I would suggest talking to your parents or a trusted adult like a school consuler etc. Both high schools and colleges usually have them. They may be able to help you get a knew teacher or class. 
I know it may seem weird or make you feel embarressed, but there is nothing wrong with telling someone about this issue.


----------



## sarafinanickelbocker (May 16, 2010)

Yes, and it is exceedingly troublesome that he knows your doctor's name. Why did he say that to you anyway? Take it up to someone.


----------



## Jinxx (May 10, 2011)

Creeper alert! Yes that's inappropriate.


----------



## lonelyjew (Jan 20, 2010)

I'm going to guess that the fact that you made a second thread, which has the same exact topic and original post as the one before it, that this is really bothering you.
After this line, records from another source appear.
PR #284, opened 2023-11-18
Lock protocolMap with a mutex to prevent data race

QuinnP2910:


src/network/websocket/WebSocketServer.cpp
```diff
@@ -174,6 +179,7 @@ void SingleClientWSServer::onClose(connection_hdl hdl) {
 	LOG_F(INFO, "Server=%s, Endpoint=%s : Connection disconnected from %s", serverName.c_str(),
 		  path.c_str(), client.c_str());
 
+	std::lock_guard lock(protocolMapMutex);
```
abhaybd, line 182: Genuine question, should we only lock the protocol map while accessing it, or should we keep it locked for the whole method? What do you think is there opportunity for race conditions if we do the former?

abhaybd (changes requested):
mostly looks good!

src/network/websocket/WebSocketServer.cpp
QuinnP2910: I think it makes sense to only lock while accessing. Should I migrate to unique_lock and unlock post-access?

abhaybd: I think if we used `unique_lock` we'd have a lot of code duplication since we'd have to this every time we access the map:
```c++
std::unique_lock lock(protocolMapMutex);
auto& protocolData = protocolMap.at(path);
lock.unlock();
```

Instead, it might be a bit cleaner to just make a new private method `ProtocolData& getProtocol(const std::string& protocolPath)` that handles synchronized access to the map, so it reduces code duplication, which would look something like:

```c++
ProtocolData& getProtocol(const std::string& protocolPath) {
    std::lock_guard lock(protocolMapMutex);
    return protocolMap.at(protocolPath);
}
```

Thoughts?

src/network/websocket/WebSocketServer.cpp
```diff
@@ -91,6 +93,7 @@ bool SingleClientWSServer::addProtocol(std::unique_ptr<WebSocketProtocol> protoc
 
 void SingleClientWSServer::sendRawString(const std::string& protocolPath,
 										 const std::string& str) {
+	std::lock_guard lock(protocolMapMutex);
```
abhaybd, line 96: I think this is also a case where we shouldn't hold the lock of the protocol map for the entire method. What if we changed `getProtocol()` to return an `std::optional<ProtocolData&>`, and everywhere else (where we guarantee that the entry exists) we immediately call `value()`, while here we can check if the optional is filled or not?

abhaybd (changes requested):
Mostly good, just a note about locking in `sendRawString()`.

As an aside, it seems there might be a few other data races? `ProtocolData` defines a `mutex` that protects `ProtocolData::client` and `ProtocolData::heartbeatInfo`, but that mutex isn't necessarily locked everywhere it should be, for example in the `sendRawString()` method. Can you take a pass through `WebSocketServer.cpp` and ensure that the locking is correct for `ProtocolData`?

src/network/websocket/WebSocketServer.cpp
```diff
@@ -94,9 +94,9 @@ bool SingleClientWSServer::addProtocol(std::unique_ptr<WebSocketProtocol> protoc
 void SingleClientWSServer::sendRawString(const std::string& protocolPath,
 										 const std::string& str) {
 	std::lock_guard lock(protocolMapMutex);
-	auto entry = protocolMap.find(protocolPath);
-	if (entry != protocolMap.end()) {
-		auto& protocolData = entry->second;
+	auto protocolDataOpt = this->getProtocol(protocolPath);
+	if (protocolDataOpt.has_value()) {
+		auto& protocolData = protocolDataOpt.value().get();
```
abhaybd, line 100: This is super minor, but imo chaining getters is a little ugly. We could instead do:
```c++
ProtocolData& protocolData = protocolDataOpt.value();
```
Could you replace that everywhere?

abhaybd (changes requested):
looks good but tiny nitpick. After addressing, make sure you test in sim and make sure everything still works properly!

src/network/websocket/WebSocketServer.cpp
```diff
@@ -190,12 +197,13 @@ void SingleClientWSServer::onMessage(connection_hdl hdl, message_t message) {
...
-	auto it = protocolMap.find(path);
-	if (it != protocolMap.end()) {
+	auto protocolDataOpt = this->getProtocol(path);
+	if (protocolDataOpt.has_value()) {
+		ProtocolData& pd = protocolDataOpt.value();
 		std::string jsonStr = message->get_payload();
 		LOG_F(1, "Message on %s: %s", path.c_str(), jsonStr.c_str());
 		json obj = json::parse(jsonStr);
-		it->second.protocol->processMessage(obj);
+		pd.protocol->processMessage(obj);
```
abhaybd, line 206: Can you add a comment here saying that locking isn't necessary? Just so we don't in the future wonder why we didn't add a lock here.

abhaybd (changes requested):
This looks good! One last thing, can you replace all usages of `protocolMap.find()` with `getProtocol()` usages? Like in `onPong()` and methods like that.

abhaybd (approved):
Looks good, nice job on this!

PR #285, opened 2023-11-28
DiffDriveKinematics: Scale wheel velocity to stay below max speed

huttongrabiel:
Sometimes we want to scale the wheel velocity so that we focus more on rotational velocity or linear velocity. There are cases where the given theta velocity and linear velocity result in a wheel speed too great for the rover.

### DIFF
--- a/src/kinematics/DiffDriveKinematics.cpp
+++ b/src/kinematics/DiffDriveKinematics.cpp
@@ -1,7 +1,9 @@
 #include "DiffDriveKinematics.h"
 
+#include "../Constants.h"
 #include "../utils/transform.h"
 
+#include <cmath>
 #include <loguru.hpp>
 using namespace navtypes;
 using util::toTransformRotateFirst;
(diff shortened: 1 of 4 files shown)


src/kinematics/DiffDriveKinematics.cpp
```diff
@@ -49,4 +51,34 @@ pose_t DiffDriveKinematics::getNextPose(const wheelvel_t& wheelVel, const pose_t
...
+			case PreferredVelPreservation::Proportional:
+				xVel *= scaleFactor;
+				thetaVel *= scaleFactor;
+				break;
+			case PreferredVelPreservation::PreferXVel:
+				thetaVel *= (0.5 * scaleFactor);
+				break;
+			case PreferredVelPreservation::PreferThetaVel:
+				xVel *= (0.5 * scaleFactor);
+				break;
```
abhaybd, line 72: Don't think this math is right, since I don't think we can just do regular scaling here. Refer to the equation [here](https://github.com/huskyroboticsteam/Resurgence/pull/285/files#diff-b474567bf27f33d3c2f4b94d7af43bd3a081d63bb4017e7c2f0ca3b09aea37a3L16). 

If we're preferring xVel, then we should change thetaVel to satisfy the wheel speed constraint. Somewhat sure this pseudocode is correct.

```
if abs(xVel) > maxSpeed:
    return {copysign(maxSpeed, xVel), 0, 0}

if lVel < -maxSpeed:
    thetaVel = (-maxSpeed - xVel) * -2.0 / wheelBaseWidth
if lVel > maxSpeed:
    thetaVel = (maxSpeed - xVel) * -2.0 / wheelBaseWidth
if rVel < -maxSpeed:
    thetaVel = (-maxSpeed - xVel) * 2.0 / wheelBaseWidth
if rVel > maxSpeed:
    thetaVel = (maxSpeed - xVel) * 2.0 / wheelBaseWidth
```

And we do a similar thing for prefer theta vel, again somewhat sure about correctness:

```
if abs(wheelBaseWidth / 2 * thetaVel) > maxSpeed:
    return {0, 0, copysign(maxSpeed * 2 / wheelBaseWidth, thetaVel)}

if max(lVel, rVel) > maxSpeed:
    xVel -= max(lVel, rVel) - maxSpeed
if min(lVel, rVel) < -maxSpeed:
    xVel += -maxSpeed - min(lVel, rVel)
```

abhaybd (changes requested):

src/kinematics/DiffDriveKinematics.cpp
```diff
@@ -1,6 +1,10 @@
 #include "DiffDriveKinematics.h"
 
+#include "../Constants.h"
```
abhaybd, line 3: This class shouldn't rely on constants. I think it's just because you use `Constants::MAX_WHEEL_VEL` below instead of `maxWheelVel`, which is an easy fix.

abhaybd (changes requested):
Mostly looks good, just some quick fixes needed

tests/kinematics/DiffDriveKinematicsTest.cpp
```diff
@@ -60,4 +54,53 @@ TEST_CASE("Differential Drive Kinematics Test")
...
 				 kinematics.getNextPose(wheelVel(3 * PI / 4, PI / 4), {0, 0, 0}, 4));
-}
\ No newline at end of file
+
+	constexpr double max_wheel_vel = 0.75;
+
+	// Proportional Preservation Tests
+	assertApprox({0.5, 0, 0.5},
+				 kinematics.ensureWithinWheelSpeedLimit(
+					 kinematics::DiffDriveKinematics::PreferredVelPreservation::Proportional,
```
abhaybd, line 63: We have `using namespace kinematics` at the top, so you can simplify this to `DiffDriveKimatics::...`, both here and everywhere else further down.

tests/kinematics/DiffDriveKinematicsTest.cpp
```diff
@@ -60,4 +54,53 @@ TEST_CASE("Differential Drive Kinematics Test")
...
+					 1.0, 1.0, max_wheel_vel));
+
+	// xVel Preservation Tests
+	// Test #1: Test the xVel alone being too fast, therefore xVel should become the max and
+	// theta should
+	//          be zeroed
```
abhaybd, line 69: is this weird linebreak on purpose?

tests/kinematics/DiffDriveKinematicsTest.cpp
```diff
@@ -60,4 +54,53 @@ TEST_CASE("Differential Drive Kinematics Test")
...
+				 kinematics.ensureWithinWheelSpeedLimit(
+					 kinematics::DiffDriveKinematics::PreferredVelPreservation::PreferXVel,
+					 0.6, -0.5714, max_wheel_vel));
+	// Test #4: rVel < -max_wheel_vel: lVel = 0.2 rVel = -0.9
+	assertApprox({-0.35, 0, -0.8},
+				 kinematics.ensureWithinWheelSpeedLimit(
+					 kinematics::DiffDriveKinematics::PreferredVelPreservation::PreferXVel,
+					 -0.35, -1.1, max_wheel_vel));
+	// Test #5: rVel > max_wheel_vel: lVel = 0.2 rVel = 0.9
+	assertApprox({0.55, 0, 0.4},
```
abhaybd, line 90: Nice test coverage!

tests/kinematics/DiffDriveKinematicsTest.cpp
```diff
@@ -60,4 +54,53 @@ TEST_CASE("Differential Drive Kinematics Test")
...
+					 0.55, 0.7, max_wheel_vel));
+
+	// thetaVel Preservation Tests
+	// Test #1: std::max(lVel, rVel) > maxWheelSpeed: lVel = 0.9 r_vel = 0.35
+	assertApprox({0.475, 0, -0.55},
+				 kinematics.ensureWithinWheelSpeedLimit(
+					 kinematics::DiffDriveKinematics::PreferredVelPreservation::PreferThetaVel,
+					 0.625, -0.55, max_wheel_vel));
+	// Test #2: std::min(lVel, rVel) < -maxWheelSpeed: lVel = -0.9 rVel = -0.2
+	assertApprox({-0.4, 0, 0.7},
```
abhaybd, line 102: Can we also test the case where the thetaVel alone is too fast?

abhaybd (changes requested):
Almost there! Everything mostly looks good, just some notes about using `std::abs` instead of `abs`, and then some minor nitpicks beyond that.

src/kinematics/DiffDriveKinematics.cpp
```diff
@@ -49,4 +50,55 @@ pose_t DiffDriveKinematics::getNextPose(const wheelvel_t& wheelVel, const pose_t
...
+	PreferredVelPreservation preferredVelPreservation, double xVel, double thetaVel,
+	double maxWheelSpeed) const {
+	auto [lVel, rVel] = robotVelToWheelVel(xVel, thetaVel);
+	double calculatedMaxWheelVel = std::max(std::abs(lVel), std::abs(rVel));
+	if (calculatedMaxWheelVel > maxWheelSpeed) {
+		switch (preferredVelPreservation) {
+			case PreferredVelPreservation::Proportional: {
+				xVel *= maxWheelSpeed / calculatedMaxWheelVel;
+				thetaVel *= maxWheelSpeed / calculatedMaxWheelVel;
+			}
```
abhaybd, line 64: Missing a break?

abhaybd (changes requested):
Looks good, just I think a minor thing then should be good to go

src/kinematics/DiffDriveKinematics.cpp
huttongrabiel: fixed. also added const qualifiers to the variables declared at the top of the function that should not change

abhaybd (approved):
Looks good, nice job on this!

PR #286, opened 2023-12-05
Don't repeatedly send packets commanding 0 power to drivebase

abhaybd:
Minor improvement that only resends drivebase commands if they're nonzero. Note that this doesn't affect the first time it's sent, just the periodic resends.


QuinnP2910 (approved):
Looks good.

PR #290, opened 2023-12-09
Name threads for logging purposes

abhaybd:
Loguru prints thread names for log statements, so naming them something human-readable will make logs clearer to read, especially when debugging any weirdness with multithreading.


QuinnP2910 (approved):
Looks good!

src/utils/scheduler.h
```diff
@@ -190,6 +199,23 @@ class PeriodicScheduler : private impl::Notifiable {
...
+	 *
+	 * @param name The name of this Watchdog, for logging purposes.
+	 * @param duration The timeout duration. If not fed for at least this long, then the
+	 * callback is invoked.
+	 * @param callback The callback to invoke when the watchdog starves.
+	 * @param keepCallingOnDeath If true, keep invoking @p callback every @p duration
+	 * milliseconds until fed again. Otherwise, only call @p callback when starved, and do not
+	 * call again until being reset and subsequently starved again.
+	 */
+	Watchdog(const std::string& name, std::chrono::milliseconds duration,
```
huttongrabiel, line 213: Is there a reason to add another constructor? Can a default argument for `name` be used like in the above `PeriodicScheduler` constructor?

huttongrabiel (changes requested):

src/utils/scheduler.h
abhaybd: I feel like the `name` argument should be first, and default arguments always have to come at the end, so I had to make an overloaded constructor.

Do you think it should just be turned into a default argument at the end of the argument list?

huttongrabiel: Oh good point, oversight on my part that they have to come at end. I agree with you then on the overloaded function. It makes more sense to have `name` come first.

huttongrabiel (approved):

PR #292, opened 2023-12-09
Remove even more vestigial code

abhaybd:
Removed even more vestigial code:
- All factor graph code (it was completely undocumented and nobody knows how it works)
- Several ad-hoc tester scripts (CANTest, TestIMU, CameraTester, etc)
- Removed AR usages from sim interface. We're keeping the tag detection code around, but we're not using it since we need to revisit that later


src/filters/FilterPerfTest.cpp
```diff
@@ -30,14 +30,11 @@ void usage(const char* name);
 template <typename K, typename V>
 constexpr std::unordered_map<V, K> reverseMap(const std::unordered_map<K, V>& map);
 
-enum class FilterType
-{
-	EKF,
-	PoseGraph
+enum class FilterType {
+	EKF
 };
```
QuinnP2910, line 35: An example of the weird enum linting contradiction we were talking about, GitHub CI fails

QuinnP2910: I did some research into this, I think the GitHub check just calls the clang-format-11, which defaults to formatting based on just LLVM. Adding the parameter `-style=file` should use the .clang-format in out code.

QuinnP2910: The line:
`diff=$(git clang-format-11 --diff)`
Should be
`diff=$(git clang-format-11 -style=file --diff)`
In the formatted workflow

QuinnP2910 (approved):
Cool, CI passes now and changes look good.

src/filters/FilterPerfTest.cpp
abhaybd: Format check fixed by #295

PR #295, opened 2023-12-09
Make CI work

abhaybd:
We installed the alternative but then didn't set it. This fixes that


QuinnP2910 (approved):
I saw that this change worked on #292 , so should be good!

PR #296, opened 2024-01-12
Improve compiler warning flags

QuinnP2910:
Right now, I've made this likely as verbose as we would possibly have it. It throws warnings for 
`-Wall
  -Wextra
  -Wconversion
  -Wpedantic`
See [here](https://gcc.gnu.org/onlinedocs/gcc/Warning-Options.html).
  
Compile this and let me know which warnings make sense and which to suppress. Then, do we want to `-Werror` to really enforce these? This would require a lot of code cleanup to make our code compile without errors.

### DIFF
--- a/src/CAN/FakeCANBoard.cpp
+++ b/src/CAN/FakeCANBoard.cpp
@@ -20,7 +20,8 @@ using namespace std::chrono_literals;
 using can::motor::motormode_t;
 using namespace robot::types;
 
-enum class TestMode {
+enum class TestMode
+{
 	ModeSet,
 	PWM,
 	PID,
@@ -163,9 +164,11 @@ int main() {
 			[[maybe_unused]] double setPoint =
 				(targetVel * util::durationToSec(currTime - startTime)) +
 				initialMotorPos.getData();
+			LOG_F(INFO, "Set point: %f", setPoint);
 
 			// get y data: motor position
 			[[maybe_unused]] robot::types::DataPoint<int32_t> motorPos = motor->getMotorPos();
+			LOG_F(INFO, "Motor position: %d", motorPos.getData());
 
 			// check if time is up
 			double elapsedTime = util::durationToSec(currTime - startTime);
--- a/src/CAN/FakeCANBoard.cpp
+++ b/src/CAN/FakeCANBoard.cpp
@@ -20,8 +20,7 @@ using namespace std::chrono_literals;
 using can::motor::motormode_t;
 using namespace robot::types;
 
-enum class TestMode
-{
+enum class TestMode {
 	ModeSet,
 	PWM,
 	PID,
--- a/src/CAN/FakeCANBoard.cpp
+++ b/src/CAN/FakeCANBoard.cpp
@@ -160,13 +160,12 @@ int main() {
 			robot::types::datatime_t currTime = robot::types::dataclock::now();
 
 			// get y data: set point (target vel * time since set velocity call) + initial pos
-			[[maybe_unused]] double setPoint =
-				(targetVel * util::durationToSec(currTime - startTime)) +
-				initialMotorPos.getData();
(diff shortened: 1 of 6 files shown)


src/CMakeLists.txt
```diff
@@ -360,6 +353,13 @@ if (WORLD_INTERFACE STREQUAL "REAL")
   target_link_libraries(LimitSwitchCalibration real_world_interface)
 endif()
 
+add_compile_options(
+  -Wall
+  -Wextra
+  -Wno-deprecated-copy
```
abhaybd, line 359: Instead of adding this flag we should fix the error that it's reporting. It looks like it caught a legitimate bug, we should have defined the copy assignment operator in `CameraParams`

src/network/MissionControlProtocol.cpp
```diff
@@ -228,8 +228,8 @@ static bool validateJointPositionRequest(const json& j) {
 static void handleJointPositionRequest(const json& j) {
 	// TODO: ignore this message if we are in autonomous mode.
 	std::string motor = j["joint"];
-	double position_deg = j["position"];
-	int32_t position_mdeg = std::round(position_deg * 1000);
+	[[maybe_unused]] double position_deg = j["position"];
+	[[maybe_unused]] int32_t position_mdeg = std::round(position_deg * 1000);
```
abhaybd, line 232: Instead of adding these hints, we can just comment out the body of this method and leave a `TODO` to implement at some point

src/CAN/FakeCANBoard.cpp
```diff
@@ -160,11 +160,12 @@ int main() {
 			robot::types::datatime_t currTime = robot::types::dataclock::now();
 
 			// get y data: set point (target vel * time since set velocity call) + initial pos
-			double setPoint = (targetVel * util::durationToSec(currTime - startTime)) +
-							  initialMotorPos.getData();
+			[[maybe_unused]] double setPoint =
+				(targetVel * util::durationToSec(currTime - startTime)) +
+				initialMotorPos.getData();
```
abhaybd, line 165: Instead of marking as unused, we should just print out `setPoint` and `motorPos`. It's an easy enough fix, can you add that?

abhaybd (changes requested):
Looks good, just a few changes needed

src/CAN/FakeCANBoard.cpp
```diff
@@ -160,11 +160,14 @@ int main() {
 			robot::types::datatime_t currTime = robot::types::dataclock::now();
 
 			// get y data: set point (target vel * time since set velocity call) + initial pos
-			double setPoint = (targetVel * util::durationToSec(currTime - startTime)) +
-							  initialMotorPos.getData();
+			[[maybe_unused]] double setPoint =
```
abhaybd, line 163: No point in marking these variables as unused if we immediately print it, so we should remove those attributes for `setPoint` and `motorPos`

src/network/MissionControlProtocol.cpp
```diff
@@ -225,11 +225,11 @@ static bool validateJointPositionRequest(const json& j) {
...
 
-static void handleJointPositionRequest(const json& j) {
+static void handleJointPositionRequest([[maybe_unused]] const json& j) {
 	// TODO: ignore this message if we are in autonomous mode.
-	std::string motor = j["joint"];
-	double position_deg = j["position"];
-	int32_t position_mdeg = std::round(position_deg * 1000);
+	// std::string motor = j["joint"];
+	// [[maybe_unused]] double position_deg = j["position"];
+	// [[maybe_unused]] int32_t position_mdeg = std::round(position_deg * 1000);
```
abhaybd, line 232: If we're commenting the line out we should just remove the unused attributes

abhaybd (changes requested):
Some minor fixes, and then this should be good!

abhaybd (approved):
Looks good!

PR #300, opened 2024-01-21
Add tasks to utils

abhaybd:
I'm in the process of cleaning up MissionControlProtocol, and factoring out the tasks from the big class into their own individual classes that encapsulate their own state.

This PR adds the required task classes and unit tests, in preparation of that.

I'm reasonably sure I caught any data races in `AsyncTask`, but let me know if you find any others!

### DIFF
--- a/src/utils/scheduler.h
+++ b/src/utils/scheduler.h
@@ -327,6 +327,9 @@ public:
 
 	virtual ~AsyncTask() {
 		stop();
+		if (thread.joinable()) {
+			thread.join();
+		}
 	}
 
 	AsyncTask& operator=(const AsyncTask&) = delete;
@@ -339,6 +342,7 @@ public:
 	virtual void start() {
 		std::lock_guard lock(mutex);
 		if (!running) {
+			std::lock_guard threadLock(threadMutex);
 			if (thread.joinable()) {
 				thread.join();
 			}
@@ -364,6 +368,7 @@ public:
 		}
 		if (isRunning) {
 			cv.notify_one();
+			std::lock_guard threadLock(threadMutex);
 			if (thread.joinable()) {
 				thread.join();
 			}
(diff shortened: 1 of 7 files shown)


src/utils/scheduler.h
```diff
@@ -299,6 +301,219 @@ class Watchdog : private impl::Notifiable {
...
+	AsyncTask(const std::optional<std::string>& name = std::nullopt)
+		: name(name), running(false), quitting(false) {}
+
+	AsyncTask(const AsyncTask&) = delete;
+
+	virtual ~AsyncTask() {
+		stop();
+		if (thread.joinable()) {
+			thread.join();
+		}
```
QuinnP2910, line 332: Is this necessary? `stop()` joins the thread and waits for the task to finish if it's running, and if it's not running, there's no need to join and wait, if my understanding is correct. Is this just for extra safety?

abhaybd: Good question, `stop()` only joins the thread if `running` is true, but there is the edge case where the thread has already exited. In that case, `running` is false, but the thread still needs to be joined to clean up its resources.

`running` tracks whether the task is logically running or not, not necessarily if the thread is active or not. So, in the destructor, we need to explicitly join the thread to make sure we clean it up.

src/utils/scheduler.h
```diff
@@ -299,6 +301,219 @@ class Watchdog : private impl::Notifiable {
...
+	 * @brief Wait for a given duration, or until the task has been stopped.
+	 *
+	 * @param lock The lock passed to AsyncTask::task.
+	 * @param tp The duration of time to wait for.
+	 * @return true iff the task was stopped while waiting.
+	 */
+	template <typename Rep, typename Period>
+	bool wait_for(std::unique_lock<std::mutex>& lock,
+				  const std::chrono::duration<Rep, Period>& dur) {
+		return wait_until(lock, Clock::now() + dur);
```
huttongrabiel, line 432: Missing lambda to check for quitting.

```cpp
return wait_until(lock, Clock::now() + dur, [&]() { return quitting; });
```

huttongrabiel (changes requested):
~~Mostly good. Just see one thing at the moment~~

huttongrabiel (dismissed):
lgtm

huttongrabiel:
@abhaybd Formatting errors on this

QuinnP2910 (approved):
Looks good!

PR #303, opened 2024-01-23
Downgrade format checker to clang-format-14

QuinnP2910:
For some reason, git clang-format-18 --style=file --diff would exit with error code 1. This version doesn't, but also fixes the enum bracket issue that caused us to upgrade to 18.

### DIFF
--- a/.github/workflows/format-checker.yml
+++ b/.github/workflows/format-checker.yml
@@ -14,15 +14,15 @@ jobs:
       run: |
         wget https://apt.llvm.org/llvm.sh
         chmod +x llvm.sh
-        sudo ./llvm.sh 18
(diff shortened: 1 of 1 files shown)


QuinnP2910:
I tested to make sure this really does solve the enum issue.
[This commit](https://github.com/huskyroboticsteam/Resurgence/pull/302/commits/7d71a39ed7b822df11129b5b9a7a9f699d5fe1ff) is version 11 and fails incorrectly
[This commit](https://github.com/huskyroboticsteam/Resurgence/pull/302/commits/1be73af3997d013bb19868c0b0c2e86534b3445f) is version 14 and passes

abhaybd (approved):
Looks good, nice fix!

PR #304, opened 2024-01-26
Handle IK failure gracefully

abhaybd:
Before, the velocity wouldn't get set to zero so the arm wouldn't move but the setpoint would keep moving at the current velocity. This PR ensure it gets handled properly, so the velocity is reset and the setpoint is made to be correct.


QuinnP2910 (approved):
lgtm

PR #471, opened 2023-02-03
feat: support barrel files for ts and js [sc-0]

umutuzgur:

### Notes for the reviewer
Support barrel files for TS and JS

### DIFF
--- a/packages/cli/src/services/check-parser/parser.ts
+++ b/packages/cli/src/services/check-parser/parser.ts
@@ -22,24 +22,42 @@ type Module = {
   npmDependencies: Array<string>
 }
 
-enum SupportedExtensions {
+enum FileExtensions {
   JS = '.js',
-  TS = '.ts'
+  TS = '.ts',
+  PACKAGE = '/package.json',
+  INDEX_JS = '/index.js',
+  INDEX_TS = '/index.ts'
 }
+
+const JS_RESOLVE_ORDER = [
+  FileExtensions.JS,
+  FileExtensions.PACKAGE,
+  FileExtensions.INDEX_JS,
+]
+const TS_RESOLVE_ORDER = [
+  FileExtensions.TS,
+  FileExtensions.JS,
+  FileExtensions.PACKAGE,
+  FileExtensions.INDEX_TS,
+  FileExtensions.INDEX_JS,
+]
+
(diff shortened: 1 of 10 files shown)


packages/cli/src/services/check-parser/parser.ts
```diff
@@ -88,6 +106,11 @@ export class Parser {
     // We can add a not-null assertion operator (!).
     // eslint-disable-next-line @typescript-eslint/no-non-null-assertion
       const item = bfsQueue.shift()!
+
+      if (item.filePath.endsWith(FileExtensions.PACKAGE)) {
+        // Hold info about the main file and doesn't need to be parser
```
clample, line 111:
```suggestion
        // Hold info about the main file and doesn't need to be parsed
```

packages/cli/src/services/check-parser/parser.ts
```diff
@@ -125,22 +148,35 @@ export class Parser {
...
+        deps.push({ filePath: fullPath, content })
+        if (extension === FileExtensions.PACKAGE) {
+          const { main } = JSON.parse(content)
+          if (!main || !main.length) {
+            // No main is defined. This means package.json doesn't have a specific entry
+            continue
+          }
+          const mainFile = path.join(filePath, main)
+          deps.push({
+            filePath: mainFile, content: fs.readFileSync(mainFile, { encoding: 'utf-8' }),
```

If things are as you say they are, he is acting inappropriately. It is important to that you not overtly make accusations. I can't really add anything aside from advising you to tread lightly here. Realize that you can, with an accusation, destroy this young man's whole carrier, possibly wrongly. I really don't mean to cast doubt on your claims, just that, again, you can do a lot of unnecessary harm if you're wrong.


----------



## rapidfox1 (Sep 13, 2010)

Uh oh, that man is sick. You should tell someone.


----------



## river1 (Jan 12, 2012)

That went from inappropriate to extremely creepy and unacceptable.. Tell someone!


----------